At one year follow up, the cardiovascular risk score for all participants (3175 completed the follow up) was calculated showing differences between the two groups (Framingham Risk Score decreased in the intervention group but increased in the control group [-0.58 vs +0.35]; SCORE increased by twice as much in control group compared to the intervention group [0.27 vs 0.13]).
Improvements were also seen for total and LDL cholesterol in both groups, but the reduction was greater in the intervention group than in the control group. A graded effect was also noted, with the strongest effect seen for those with the worst results.
“The differences at a population level were modest, but important, and the effect was largest among those at highest risk of cardiovascular disease, which is encouraging. Imaging technologies such as CT and MRI might allow for a more precise assessment of risk, but these technologies have a higher cost and are not available on an equitable basis for the entire population. Our approach integrated an ultrasound scan, and a follow up call with a nurse, into an already established screening programme, meaning our findings are highly relevant to clinical practice,” says Prof Näslund.
Importantly, the effect of the intervention did not differ by education level, suggesting that this type of risk communications might contribute to a reduction of the social gap in health. The findings come from a middle-aged population with low to moderate cardiovascular disease risk.
Further research is needed to understand whether the results are sustainable beyond one year, and whether the intervention will lead to a reduction of cardiovascular disease in the long-term.

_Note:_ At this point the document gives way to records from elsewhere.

PR #5917, opened 2020-02-18
Sg/paste nodes at cursor

Nightmask3:
Yamato: https://yamato.prd.cds.internal.unity3d.com/jobs/78-ScriptableRenderPipeline/tree/sg%252FPaste-Nodes-At-Cursor
---
### Purpose of this PR

This PR changes the behavior of copy-pasting nodes in the Shader Graph. 

Currently when a node is copied it is pasted slightly offset from its original location:

mGTgqJwxta

The convention followed by many node based editors (Blueprints, Houdini nodes etc.) is that copied nodes will be pasted at the cursor location, this behavior making it easier for user to recreate nodes at their desired location as opposed to having to drag them over manually.

New behavior (the gif compression is hiding the mouse cursor but I'm moving it around the graph and pasting the nodes):

jR63I1Nqas

---
### Testing status

- [x] Pasted single nodes at a time
- [x] Pasted multiple nodes at a time
- [x] Pasted multiple connected nodes at a time
- [x] Pasted subgraphs
- [x] Pasted nodes/subgraphs surrounded by a group selection box 
- [x] Pasted between graphs (after Landons QA pass mentioned this didnt work)
---
### Comments to reviewers

This is baby's first PR so please let me know if there's things I'm missing. 

Another note that I have is that currently sticky notes don't seem to get pasted at all, and their data isn't serialized out into the clipboard when they are copied even, so that's a separate bug that I reported. 

This was a pretty straightforward fix but one thing I'm wondering if there's a better way to get the cursor position in the graph. Currently I'm caching the mouse position in the MaterialGraphView using a delegate bound to the MouseMoveEvent.

I see that in cases of other mouse related input actions like dragging and dropping, there is a callback related to specifically those actions, and the event object usually provides the mouse position at the time of the event, but there isn't an equivalent callback for the copy and paste actions so caching the mouse position seemed like the only way to have it when needed.


LandonTownsendUnity:
Bug:
When copying from one graph to another, the nodes will not paste at the cursor's location
Concern:
Why is it when you paste one node, it pastes offset from the cursor down and right about half an inch? Shouldn't the offset go in the other direction, if there is one at all?

Nightmask3:
> W

Currently the behavior is just to copy the node at the mouse cursor position and offset by (30, 30) which is towards the bottom and right of the graph.

I could change that easily it just made sense to be offset a little from the cursor. There wasn't a conscious decision made towards which direction it goes. I'm interested to know why you think the offset should go in the other direction though!

LandonTownsendUnity:
If you offset it the other way then at least the node will always be visible no matter where the cursor is when you paste it. Right now if you drag the cursor off the right or bottom side of shadergraph and then paste the node will paste offscreen. I think for this reason it should be offset up and to the left.

Nightmask3:
> If you offset it the other way then at least the node will always be visible no matter where the cursor is when you paste it. Right now if you drag the cursor off the right or bottom side of shadergraph and then paste the node will paste offscreen. I think for this reason it should be offset up and to the left.

This is a good point! I didn't think at all about the cursor being offscreen or right at the edge of the screen. I guess this also raises the question though, what if the cursor is off to the left or top of the screen, wouldn't that be the same issue but from the opposite direction? I'm wondering how much work it would be to detect which way the cursor is relative to the center of the graph and then paste the nodes slightly offset to counter that so that you can always ensure they'll be within the view.

LandonTownsendUnity:
There would not be an issue for the upper left I don't think; it is the upper left corner of the node that is being offset, right? As in, with no offset, the cursor would be over the upper left corner of the node after pasting? As long as the cursor is overlapping the node after the paste operation it should be fine no matter where the cursor is. If you drag the cursor off the graph, the paste position is still locked to the graph, so there shouldn't be a chance of moving the cursor way off and then pasting somewhere far outside the bounds.

Nightmask3:
> There would not be an issue for the upper left I don't think; it is the upper left corner of the node that is being offset, right? As in, with no offset, the cursor would be over the upper left corner of the node after pasting? As long as the cursor is overlapping the node after the paste operation it should be fine no matter where the cursor is. If you drag the cursor off the graph, the paste position is still locked to the graph, so there shouldn't be a chance of moving the cursor way off and then pasting somewhere far outside the bounds.

Yes the offset applies from the top-left of each node, so with no offset the cursor would be at the upper left corner. 

I see your logic and I think it makes sense. Will change it to offset up and to the left in my next commit.

com.unity.shadergraph/Editor/Drawing/Views/MaterialGraphView.cs
```diff
@@ -41,6 +42,7 @@ public MaterialGraphView(GraphData graph) : this()
 
         public GraphData graph { get; private set; }
         public Action onConvertToSubgraphClick { get; set; }
+        public Vector2 cachedMousePosition { get; private set; }
```
marctem: Instead of caching this from the MouseMove you can use `UnityEngine.Event.current.mousePosition`. Simplify this whole thing.

com.unity.shadergraph/Editor/Data/Graphs/GraphData.cs
```diff
@@ -1220,8 +1231,10 @@ internal void PasteGraph(CopyPasteGraph graphToPaste, List<AbstractMaterialNode>
 
                 var drawState = node.drawState;
                 var position = drawState.position;
-                position.x += 30;
-                position.y += 30;
+                // Get the relative position to the calculated centroid and apply that relative offset
+                var relativeOffsetFromCentroid = position.position - centroid;
+                position.x = cursorGraphPosition.x + relativeOffsetFromCentroid.x + 30;
```
marctem: I saw your conversation with Landon about the offset - negative or positive. I'd say just don't offset for now and see what people think.

com.unity.shadergraph/Editor/Drawing/Views/MaterialGraphView.cs
Nightmask3: So I tried to do something similar prior to caching the position, and just to double check I tried to do it again and get the position from `UnityEngine.Event.current.mousePosition` but it's the weirdest thing, the value of `mousePosition` there is always (0,0) for some reason.

I theorize it's because we're still in the editor and the game isn't running so that value isn't updated?

com.unity.shadergraph/Editor/Data/Graphs/GraphData.cs
```diff
@@ -1173,6 +1174,16 @@ internal void PasteGraph(CopyPasteGraph graphToPaste, List<AbstractMaterialNode>
                 m_PastedStickyNotes.Add(pastedStickyNote);
             }
 
+            // Compute the mean of the copied nodes at their original position
```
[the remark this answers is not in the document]
Nightmask3: Will do, I'm currently keeping it in UIUtilities.cs with the signature `public static Vector2 CalculateCentroid(IEnumerable<Vector2> nodePositions)`.

com.unity.shadergraph/Editor/Drawing/Views/MaterialGraphView.cs
marctem: I saw some slack discussion a year about this being a bug but nobody every fixed it so we'll stick with the current way for now.

Nightmask3:
Status of master:
MasterStatus

Status of this branch:
BranchStatus

LandonTownsendUnity:
Here's a gif of my concern of pasting without an offset; if you drag your mouse off the bottom of shadergraph and then paste a single node, you can sometimes not see that you've pasted anything
pasteatcursorconcern
This is why I think nodes should be offset upwards and to the left.

Also, pasting on a separate graph still does not paste at the cursor, that needs to be fixed before I'll approve.

com.unity.shadergraph/Editor/Util/UIUtilities.cs
```diff
@@ -64,5 +65,18 @@ public static IEnumerable<Type> GetTypesOrNothing(this Assembly assembly)
                 return Enumerable.Empty<Type>();
             }
         }
+
+        public static Vector2 CalculateCentroid(IEnumerable<Vector2> nodePositions)
+        {
+            Vector2 centroid = Vector2.zero;
+            var count = 1;
```
zadi0648: This is definitely a developer style thing and of course not a blocker; and also another thing that I'm sure the team will have varying opinions on.

Anyhow I don't like using vars for simple types such as ints, floats, strings, ect.. Imo there is no reason to use a var when the type is simple (int, float, Vector2, string), known, and never going to change (as is the case here / is often the case).

The reason being, when ^ is the case, declaring the exact type makes stuff more readable at a glance imo (my eyes go to the left side of a variable to see what it is), doing otherwise feels lazy, I don't see any gain from keeping everything ambiguous. However this is super nit picky and we can agree to disagree 😛  (especially since I don't think the team will all agree with me).

Nightmask3:
> Here's a gif of my concern of pasting without an offset; if you drag your mouse off the bottom of shadergraph and then paste a single node, you can sometimes not see that you've pasted anything
> pasteatcursorconcern
> This is why I think nodes should be offset upwards and to the left. If not that, then it needs to paste at the center of the screen when your mouse is not on the shadergraph (this is a more complex solution that might not even be possible so I'd recommend just offsetting the pasting)
> Edit: Marc T's solution is to clamp the paste location so that the node is always pasted in a visible location (this requires clamping it a certain number of pixels up from the bottom as well as a certain number of pixels left from the right side).
> 
> Also, pasting on a separate graph still does not paste at the cursor, that needs to be fixed before I'll approve.

That is a good point, thanks for the visual demonstration of the issue. I think doing something where the pasted node gets clamped within the bounds of what is currently being viewed in the graph would be a good way to ensure that nodes don't ever get pasted out of view. I'll commit that in my next fix. 

The copy-paste between graphs is solved now, there's a comment in the shadergraph-megateam channel that goes into why that was an issue, **TL;DR** - It was explicit behavior someone coded a while ago and I just had to remove it.

com.unity.shadergraph/Editor/Util/UIUtilities.cs
Nightmask3: I replied to Landon's comment with the details but yes I fixed the copy-paste between graphs. So that'll be in the next commit. 

Yeah Marc suggested the Event.current.mousePosition route too but the issue is that the current event after pasting a node is the "Paste" input event, and mouse position is apparently not stored in that, so it always returns (0,0). 

Also yes I noted the convention of only lowercase letters in branch names, will be sure to stick to that going forward. 

I actually agree with less use of vars, I like concrete types insofar as possible, even though some places I worked at encouraged use of it in their style guides for some reason? 
Will change it up to be less ambiguous.

zadi0648:
I just thought: this is now a VFX parity problem: they should do this too. Would this be easy to put in VFX? (We probably just want them to be aware of this and do it themselves)

Nightmask3:
> I just thought: this is now a VFX parity problem: they should do this too. Would this be easy to put in VFX? (We probably just want them to be aware of this and do it themselves)

Yeah good point, VFX graph doesn't copy-paste at the cursor right now, but they should be able to integrate this fairly easily with my code as reference. 

We should maybe have a GitHub tag like #needs-VFX-Parity or something? that way we can let Tristan just have a bucket of PRs that he could integrate as well. Or maybe put it onto the shared Favro board or something. Some way of messaging stuff like this.

com.unity.shadergraph/Editor/Drawing/Views/MaterialGraphView.cs
```diff
@@ -993,5 +981,65 @@ internal static void InsertCopyPasteGraph(this MaterialGraphView graphView, Copy
...
+            // Get center of the current view
+            var center = graphView.contentViewContainer.WorldToLocal(graphView.layout.center);
+            // Get offset from center of view to mouse position
+            var mouseOffset = center - graphMousePosition;
+
+            var zoomAdjustedViewScale = 1.0f / graphView.scale;
+            var graphViewScaledHalfWidth = (graphView.layout.width * zoomAdjustedViewScale) / 2.0f;
+            var graphViewScaledHalfHeight = (graphView.layout.height * zoomAdjustedViewScale) / 2.0f;
+            const float widthThreshold = 40.0f;
+            const float heightThreshold = 20.0f;
```
zadi0648: Could be k_WidthThreshold for quick changing at the top as that's what most of the rest of the code base is, but this is fine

Formal cost-effectiveness analyses will be done after 3-year follow-up.
Writing in a linked Comment, Dr Richard Kones, Umme Rumana and Alberto Morales Salinas, Cardiometabolic Research Institute (USA), says:
“Despite advances in cardiovascular therapies, coronary heart disease remains the leading cause of death in almost all countries. Two of the most remarkable recent treatments, percutaneous coronary intervention and the availability of proprotein convertase subtilisin/ kexin type 9 inhibitor drugs, have revolutionised cardiology practice. Although life-saving and now essential therapies, whether they will be able to reduce the incidence and associated morbidity and mortality of coronary heart disease remains unlikely since the increase in prevalence of obesity and diabetes is raising the background level of cardiovascular risk… Although there are proven methods of lowering cardiovascular risk and these are generally being better used generally in high-income countries, poor adherence and uneven availability and access in low income and middle-income countries still pose serious challenges… About less than half of all patients taking medications are adherent, which substantially increases morbidity and mortality. Non-adherence to medication accounts for 33-69% of all hospital admissions in the USA, and, among patients with coronary heart disease, the extent of low adherence is related to the number of adverse cardiovascular events. Poor adherence is multifactorial and can broadly be grouped into categories related to patients, physicians and therapies, communication, health-care systems, socioeconomic factors, and unpredictable negative effects of the internet. One of the most pertinent factors is patient-related perceived risk and motivation. Despite the many methods that have been proposed, effectiveness in improving adherence and outcomes has been relatively disappointing. It is in this context that the randomised controlled trial by Ulf Näslund and colleagues in The Lancet is relevant.”